START Input for this task

PR #3009, opened 2023-07-19
fixing incorrect commands

anaxceron:
Fixing incorrect commands in [Integrating with API Mediation Layer](https://docs.zowe.org/stable/user-guide/cli-using-integrating-apiml)


zFernand0 (approved):
thanks for fixing.
LGTM! 😋

PR #3918, opened 2024-10-03
Fix webui and misc docs for v3

1000TurquoisePogs:
This PR builds upon #3917 to fix branch sync issues. While doing review I also fixed a reference for JWT and a header.


janan07 (approved):

zFernand0 (changes requested):
Requesting changes not because this PR is bad, but to prevent it from being merged for now.

I found a commit that technically contains all of the changes that need to be reverted which I missed on my PR.

Thanks for opening this PR as it helped me pinpoint which commit I missed.

janan07 (approved):

zFernand0 (approved):

anaxceron (approved):

PR #3929, opened 2024-10-08
Update systemrequirements-zos.md SDSF recommendations

1000TurquoisePogs:
While reading the system requirements I noticed we say SDSF is required, and then go on to say that it depends and is avoidable.

I rewrote this in a way I thought would explain better, by using a table showing which actions use SDSF and what alternatives can be used.

Further down the page, I removed a reference to node v16 since it isnt supported anymore.


versioned_docs/version-v2.16.x/user-guide/systemrequirements-zos.md
```diff
@@ -1,5 +1,5 @@
 ---
-keywords: [security permissions, system permissions, monacat]
```
1000TurquoisePogs, line 2: This change was from copy-pasting the v2.18 page.
Not sure what monacat is, seems to have been removed in newer versions of the doc.

balhar-jakub (approved):
That's a good change. Thanks.

PR #3935, opened 2024-10-08
Visualize "install" options as options under parent category

1000TurquoisePogs:
Today you can install zowe servers via many techniques and either on or off of z/OS.
All these options are currently visualized on the sidebar like this 
image

Since each one of these items is an option, you don't want to do more than one really. You want to choose one and only one.
To help make that obvious, I put them all under a parent item in the sidebar that just says "installing"
Then, I revised the titles to make clear what you're installing and how, so hopefully people will understand these are choices where you only choose one option.

Now it looks like this
image

### DIFF
--- a/sidebars.js
+++ b/sidebars.js
@@ -132,51 +132,57 @@ module.exports = {
         },
         {
           type: "category",
-          label: "Installing Zowe Server Install Wizard",
-          link: { type: "doc", id: "user-guide/install-zowe-server-install-wizard" },
+          label: "Installing",
           items: [
-            "user-guide/troubleshooting-zowe-server-install-wizard",
-          ]
-        },
-        {
-          type: "category",
-          label: "Installing Zowe via SMP/E",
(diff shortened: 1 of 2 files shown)


sidebars.js
```diff
@@ -133,51 +133,57 @@ module.exports = {
...
+                "user-guide/install-zowe-smpe-zosmf-workflow",
               ],
             },
-            "user-guide/install-zowe-smpe-zosmf-workflow",
-          ],
-        },
-        "user-guide/install-zowe-zos-convenience-build",
-        {
-          type: "category",
-          label: "Installing Zowe via a containerization build (PAX file)",
```
1000TurquoisePogs, line 173: Note this was a bug: the container build never was a pax file.

balhar-jakub:
This looks like a great improvement to me.

janan07 (approved):
This is good. It makes the installation options in the sidebar more legible.

Issue #3941, opened 2024-10-10
Document how to configure file associations for ZE data sets


t1m0thyj:
## Is your request for enhancement related to a problem? Please describe.

Currently we direct users to VS Code documentation about how to set up file associations, but in ZE V3 more detailed instructions are needed to define file associations that work for PDS members as well as sequential data sets.

## Describe the solution you'd like

We should suggest to define wildcards in the format `**/*COBOL*{,/*}` as suggested by @traeok in https://github.com/zowe/zowe-explorer-vscode/issues/3181#issuecomment-2393608608:

> Regarding the `files.associations` change in behavior: this is likely due to the change in path structure for PDS members. Before, we had inserted the member name into the file in parentheses (ex: `TEST.COBOL(MEMB1)`) vs. the new path structure `TEST.COBOL/MEMB1`. For v3, you'll need to adjust your associations so that they also support PDS members. Here are some example globs for reference:
> 
> ```
> **/*COBOL*{,/*} - matches /lpar.zosmf/TEST.COBOL.PS and /lpar.zosmf/TEST.COBOL.PDS/MEMBER
> **/*JCL*{,/*} - matches /lpar.zosmf/TEST.JCL.PS and /lpar.zosmf/TEST.JCL.PDS/EXAMPLE
> ```

## Related doc pages

https://docs.zowe.org/stable/user-guide/ze-usage-tips/#configure-the-detected-language-of-a-file-or-data-set

PR #3946, opened 2024-10-11
documenting file associations instructions for V3

anaxceron:
Describe your pull request here: Documenting new file associations instructions for V3 to address [Issue 3941](https://github.com/zowe/docs-site/issues/3941).

List the file(s) included in this PR: ze-usage-tips.md


t1m0thyj (approved):
Looks awesome, thanks @anaxceron!

docs/user-guide/ze-usage-tips.md
```diff
@@ -12,7 +12,17 @@ Zowe Explorer supports syntax highlighting for data sets and USS files. To enabl
...
+
+ To set file associations that work for sequential data sets as well as partitioned data set members, use wildcards with the language identifier in the format `**/*LANGUAGE*{,/*}`:
+
+```
+    "files.associations": {
+        "**/*COBOL*{,/*}": "cobol"
+    }
+```
+
+In the example above, Zowe Explorer uses wild cards to find matches of the configured language (`COBOL`) in the file paths of sequential data sets (for example, `/lpar.zosmf/TEST.COBOL.PS`) and PDS members (for example, `/lpar.zosmf/TEST.COBOL.PDS/MEMBER`).
```
anaxceron, line 25: @t1m0thyj @traeok: Should we say here that the instructions for V2 are different and either (1) link to them, or (2) write them out here?

t1m0thyj: In V2 the paths were structured differently, such that the data set name was always contained in the filename (or last segment of the file path). Paths for sequential data sets were formatted the same way (`/lpar.zosmf/TEST.COBOL.PS`) and for PDS members were different (`/lpar.zosmf/TEST.COBOL.PDS(MEMBER)`).

Because of this the wildcard pattern to match `COBOL` was significantly simpler - just `*COBOL*` would achieve the same effect in V2 as `**/*COBOL*{,/*}` in V3.

traeok: Although you can technically use a shorter glob for v2, could we recommend  the same one for both v2 and v3?

As far as I can tell, this glob will behave the same way as the shorter one. And this way, users can keep their file associations with this glob pattern and will be able to leverage them without issue if they jump from v2 -> v3 (e.g., once v2 is EOL)

traeok (approved):
Looks good to me, thanks Ana!

docs/user-guide/ze-usage-tips.md
t1m0thyj: I like this idea - although a simpler glob works in V2, the same glob will work in both V2 and V3, so we can probably avoid needless complexity by keeping the docs the same for both versions 😋

sbohnert (approved):
Looks good.

docs/user-guide/ze-usage-tips.md
anaxceron: ok, I won't add any further doc then re: v2 -- thank you

adam-wolfe (approved):
LGTM

PR #3977, opened 2024-11-04
Add missing details for APIML cookie config

1000TurquoisePogs:
When adding compatibility in app-server for APIML's customizable cookie name, I needed to look up how it worked.
I found the document does not fully describe "zowe.cookieIdentifier"
It instead referenced a "cookieIdentifier", without stating what that was or where to find it.
I confirmed APIML's code really is referring to "zowe.cookieIdentifier" https://github.com/search?q=repo%3Azowe%2Fapi-layer%20cookieidentifier&type=code which is present in both v2 and v3 https://github.com/zowe/zowe-install-packaging/blob/v3.x/staging/example-zowe.yaml#L317

I updated the document for each version and made clarifications to help explain it.


docs/user-guide/api-mediation/configuration-unique-cookie-name-for-multiple-zowe-instances.md
```diff
@@ -8,11 +8,14 @@ To prevent overwriting of the default cookie name in the case of multiple Zowe i
 
 Follow this procedure to configure a unique cookie name for the instances:
 
-1. Open the `zowe.yaml` configuration file.
-2. Find or add the property  `components.gateway.apiml.security.auth.uniqueCookie`, and set it to `true`. A unique cookie name is generated as `apimlAuthenticationToken.cookieIdentifier`.
+1. Open the Zowe YAML configuration file.
```
anaxceron, line 11: For the live site and previous versions:
- Why are we not saying `zowe.yaml` like we did before? 
- I think we should say how to open it, like: "Use a text editor to open the `zowe.yaml` configuration file."

docs/user-guide/api-mediation/configuration-unique-cookie-name-for-multiple-zowe-instances.md
```diff
@@ -8,11 +8,14 @@ To prevent overwriting of the default cookie name in the case of multiple Zowe i
...
+2. Find or add the property  `components.gateway.apiml.security.auth.uniqueCookie`, and set it to `true`.
```
anaxceron, line 12: If someone needs to add this property, will they know where to add it? If not, should we specify the location?

docs/user-guide/api-mediation/configuration-unique-cookie-name-for-multiple-zowe-instances.md
```diff
@@ -8,11 +8,14 @@ To prevent overwriting of the default cookie name in the case of multiple Zowe i
...
+3. Find the property `zowe.cookieIdentifier` and set it to any word or number that you wish to identify your Zowe instance.
+4. Restart Zowe.
+
+This will set a suffix for the API Gateway's cookie name based upon the value of `zowe.cookieIdentifier`.
```
anaxceron, line 16: For the live site and previous versions: Avoid future tense in documentation: "This sets a suffix ... "

docs/user-guide/api-mediation/configuration-unique-cookie-name-for-multiple-zowe-instances.md
```diff
@@ -8,11 +8,14 @@ To prevent overwriting of the default cookie name in the case of multiple Zowe i
...
 
     **Example:**  
-    If this parameter is set to `true`, and the cookieIdentifier is `1`, the name of the cookie transforms to `apimlAuthenticationToken.1`.  
-    If this property is not set to `true`, the cookie name remains `apimlAuthenticationToken` by default.
+    If `components.gateway.apiml.security.auth.uniqueCookie` parameter is set to `true` and `zowe.cookieIdentifier` is `1`, the cookie name will be `apimlAuthenticationToken.1`.
```
anaxceron, line 19: For the live site and previous versions:
- Please add a definite article: "If **the** `bbbb` parameter is set ... "
- Avoid future tense: " ... the cookie name is `blahblah`."

anaxceron (commented):
Thank you @1000TurquoisePogs. Made some comments re: clarity, grammar, style.

docs/user-guide/api-mediation/configuration-unique-cookie-name-for-multiple-zowe-instances.md
1000TurquoisePogs: Because zowe.yaml is incorrect since the YAML may not even be a file with a .yaml suffix

https://docs.zowe.org/stable/user-guide/configmgr-using#splitting-configuration-into-multiple-storage-types documents that YAML can be stored in PARMLIB
Such parmlibs wouldnt be named thing.yaml, because they aren't files in the traditional sense.
For lack of a better way of saying it, in docs I tend to say "Zowe YAML configuration file"

docs/user-guide/api-mediation/configuration-unique-cookie-name-for-multiple-zowe-instances.md
1000TurquoisePogs: I believe so, but think about this:
"components.gateway.apiml.security.auth" exists here https://github.com/zowe/zowe-install-packaging/blob/v3.x/staging/example-zowe.yaml#L502-L511
So we're saying to add a sub-attribute called "uniqueCookie"

In many places of the doc, we use this "this.that.thing" format for brevity and every time devs interact with users.
I believe it's well understood in general and by enough exposure by now, but the concept is covered in this note in the YAML reference:
https://docs.zowe.org/v2.18.x/appendix/zowe-yaml-configuration

The only thing I can think to do to make it more apparent is to somehow be able to reference that appendix in every place where we make such YAML references. But, I don't think anyone agreed upon a good way to do that if at all.

docs/user-guide/api-mediation/configuration-unique-cookie-name-for-multiple-zowe-instances.md
1000TurquoisePogs: Ok will fix.

docs/user-guide/api-mediation/configuration-unique-cookie-name-for-multiple-zowe-instances.md
anaxceron: @1000TurquoisePogs -- I think we can avoid linking to the appendix everywhere. We could link to the glossary since the definition includes a link to the appendix. I leave it to you, but my suggestion would be creating a link to the glossary term "Zowe configuration file":

1. Open the [Zowe YAML configuration file](https://docs.zowe.org/stable/appendix/zowe-glossary/#zowe-configuration-file)

janan07 (approved):
Reviewed by doc squad

PR #4029, opened 2024-12-05
Clarify jobname for app-server port

1000TurquoisePogs:
The table that shows which jobs to associate with which ports for Zowe server networking is missing detail on a quirk of NodeJS+zOS by which the jobname of the app-server that uses the stated port may not be what's intended, depending on configuration.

END Input for this task

= Task instructions =
The answer must be every line of the listing that holds the word "also".

= Task answer =
This PR builds upon #3917 to fix branch sync issues. While doing review I also fixed a reference for JWT and a header.
> Regarding the `files.associations` change in behavior: this is likely due to the change in path structure for PDS members. Before, we had inserted the member name into the file in parentheses (ex: `TEST.COBOL(MEMB1)`) vs. the new path structure `TEST.COBOL/MEMB1`. For v3, you'll need to adjust your associations so that they also support PDS members. Here are some example globs for reference:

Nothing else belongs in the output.